Gospel of Mark - Early church tradition attributes the authorship to Mark, a companion of the Apostle Paul in Rome around 70 C.E. (A.D.).

Gospel of Luke - Early church tradition attributes the authorship to Luke, a companion of the Apostle Paul most likely in southern Greece around 80-90 C.E. (A.D.).

Gospel of John - This gospel is very different from the synoptic gospels. The author of this gospel remains a mystery and is simply attributed to "the beloved disciple." With the newly proclaimed evidence of Mary of Magdala's role in the ministry of Jesus and her intimate relationship with him, she could easily be "the beloved disciple" who wrote the Gospel of John. An excellent article on this subject may be found at the following URL:



Mary of Magdala played a major role in the ministry of Jesus. She was accepted as the leader of a group of wealthy women who followed and served Jesus. Her name is listed first in every listing of the women who accompanied Jesus. These lists read as follows:

Following the crucifixion: "There were also many women there, who were looking from afar, those who had followed Jesus from Galilee, and who used to minister to him.

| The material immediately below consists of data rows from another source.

PR #1587, opened 2016-07-31
Expand guide on route redirection

yawboakye:


source/localizable/routing/redirection.md
```diff
@@ -22,12 +21,20 @@ currently in progress and start a new one, functioning essentially as a redirect
 If the new route has dynamic segments, you need to pass either a _model_ or an _identifier_ for each segment.
 Passing a model will skip the route's `model()` hook (since the model is already loaded).
 
+## The [`replaceWith()`][3] method
```
yawboakye: I'm kind of disappointed that I couldn't draw up a simple situation where `replaceWith` is preferred to `transitionTo`; makes this part of the Guide resemble the API doc. Thing is, the example I know is too complicated and might end up extending this section for no good reason. If anyone has examples of when to use `replaceWith` please share with me and I'll update.
cc/ @locks @toddjordan @alexspeller

alexspeller:
Basically, replaceWith is useful for redirection, but only in the right circumstances. Say you have an `index` route, but you always want to redirect to `/products/browse` from the index.

If you used `transitionTo` there, then you'd break the back button - clicking back would get you back to `index` which would redirect to where you just were, instead of the previous site.

But you can't use it if there has already been a transition, because then it blows out the current state. That's why I always use [this addon](https://github.com/stefanpenner/ember-redirect-to/) to handle router hook redirects. I think this is not very common knowledge and most redirects in route hooks are subtly broken in real world apps.

source/localizable/routing/redirection.md
```diff
@@ -1,24 +1,44 @@
...
+
+For example, if they're not logged in, you might want to prevent them from editing their profile, accessing private information,
+or checking out items in their shopping cart.
+Usually you want to redirect them to the login page, and after they have successfully logged in, redirect them back to the page the wanted to access.
+Or they're logged in already so you don't want them to be able to visit the login page again.
+
+There's many other reasons you probably want to have the last word on whether or not a user can access a certain route.
+Whatever the reason, Ember allows you that control with a combination of hooks and methods in your route.
+
+## The [`transitionTo()`][1] method
```
locks: I'm not a fan of these headers, as they veer into API documentation-land.
Can we switch it out for something more use case-based like "Transitioning Before the Model is Known" does?

yawboakye: Btw, I'm rewriting a little bit of the content (using @alexspeller's input). I should push an update later today.

yawboakye: @locks Hard to come up with better headings so I'll take them off instead.

yawboakye:
Updating with your contribution, @alexspeller.

In other news I'm seeing a behavior I'm not familiar with, or rather, don't expect. But that's probably because I still don't get routing well. I'll describe below so that you can help me understand.

This is my router:

```javascript
// app/router.js

Router.map(function() {
  this.route('about');
  this.route('favorites', { path: '/favs' });
}
```
and in the `about` route I redirect to `favorites` using `replaceWith`:

```javascript
// app/routes/about.js

import Ember from 'ember';

  beforeModel() {
    this.replaceWith('favorites');
  }
});
```
And the user takes the following steps:
- Open a new tab in their browser
- Visit https://google.com
- Visit [http://localhost:4200](http://localhost:4200) (by entering the URL in the URL bar)
- Click on `About` link on the index page
  - *it redirects to `favorites` route correctly*

In the process it substitutes the history entry for the `index` route and replaces it with the entry for `favorites` route, so that when we transition to `http://localhost:4200/favs` we only have 2 entries in our history. The other one being Google. Thus, clicking the Back button takes you to Google instead of the homepage, which, I submit, is wrong.

But I'm more interested in whether this is the expected behavior and any documents I can read to help me understand it.

Regards.

alexspeller:
@yawboakye that's the exact issue I mentioned above - using `transitionTo` or `replaceWith` in the validation hooks is a bug, which is why you must use the addon I linked above if you want to do that

yawboakye:
@alexspeller When you say validation hooks do you mean `beforeModel` and `afterModel`? Because as it stands now we recommend doing redirections there.

alexspeller:
@yawboakye the validation hooks are `beforeModel`, `model` and `afterModel`. Really you shouldn't redirect in the setup hooks like `setupController` because at that point the transition has already taken place, but the same bug would crop up if you redirected there

source/localizable/routing/redirection.md
```diff
@@ -86,10 +100,10 @@ route's `beforeModel`, `model`, and `afterModel` hooks will fire again within
 the new, redirected transition. This is inefficient, since they just fired
 before the redirect.
 
-Instead, we can use the [`redirect()`][5] method, which will leave the original
+Instead, we can use the [`redirect()`][6] method, which will leave the original
 transition validated, and not cause the parent route's hooks to fire again:
 
-[5]: http://emberjs.com/api/classes/Ember.Route.html#method_redirect
+[6]: http://emberjs.com/api/classes/Ember.Route.html#method_redirect
```
toddjordan: Where's 1-5?

yawboakye:
@toddjordan :smile: Ah, I missed that one. So a while back @locks suggested we inline all the links we point to. That's why 1-5 were gone. I inline the link referenced by 6 as well. Please take another pass; should be good now.

source/localizable/routing/redirection.md
yawboakye: Inlined link identified by 6 instead. Now the numbering system is replaced with inline links, as @locks recommended. @toddjordan

source/localizable/routing/redirection.md
```diff
@@ -1,24 +1,34 @@
...
+Sometimes you want to redirect a user to a different page than what they requested for.
 
-[1]: http://emberjs.com/api/classes/Ember.Route.html#method_transitionTo
-[2]: http://emberjs.com/api/classes/Ember.Controller.html#method_transitionToRoute
+For example, if they're not logged in, you might want to prevent them from editing their profile, accessing private information,
+or checking out items in their shopping cart.
+Usually you want to redirect them to the login page, and after they have successfully logged in, take them back to the page they originally wanted to access.
+Another use case could be preventing a user who has already logged in from visiting the login page again.
+
+There's many other reasons you probably want to have the last word on whether a user can or cannot access a certain page.
```
locks: "There are"

locks: I think this sentence and the following could the condensed into something like "There are many reasons you might want to control user access to a certain page, and Ember provides APIs to do so in your route."

source/localizable/routing/redirection.md
```diff
@@ -1,24 +1,34 @@
...
+Whatever the reason, Ember allows you that control with a combination of hooks and methods in your route.
+
+One of the methods is [`transitionTo`](http://emberjs.com/api/classes/Ember.Route.html#method_transitionTo).
+Calling `transitionTo` from a route or
+[`transitionToRoute`](http://emberjs.com/api/classes/Ember.Controller.html#method_transitionToRoute) from a controller will stop any transitions currently in progress and start a new one, functioning as a redirect.
+`transitionTo()` behaves exactly like the [link-to](../../templates/links) helper.
+
+The other one is [`replaceWith()`](http://emberjs.com/api/classes/Ember.Route.html#method_replaceWith) which works the same way as `transitionTo()`.
```
locks: Why `transitionTo`, but `replaceWith()`?

source/localizable/routing/redirection.md
```diff
@@ -1,24 +1,34 @@
...
+The only difference between them is how they manage history.
+`replaceWith()` substitutes the current route entry and replaces it with that of the route we are redirecting to,
+while `transitionTo()` leaves the entry for the current route and creates a new one for the redirection.
 
 If the new route has dynamic segments, you need to pass either a _model_ or an _identifier_ for each segment.
-Passing a model will skip that segment's `model()` hook (since the model is
-already loaded).
+Passing a model will skip the route's `model()` hook (since the model is already loaded).
```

One of them was Mary of Magdala; and the others were Mary the mother of James and Joses, and the mother of the sons of Zebedee."

"So Joseph took the body and wrapped it in a shroud of fine linen, and laid it in his own new tomb which was hewn in a rock; and they rolled a large stone, and placed it against the door of the tomb and went away. And there were there Mary of Magdala and the other Mary, who were sitting opposite the tomb."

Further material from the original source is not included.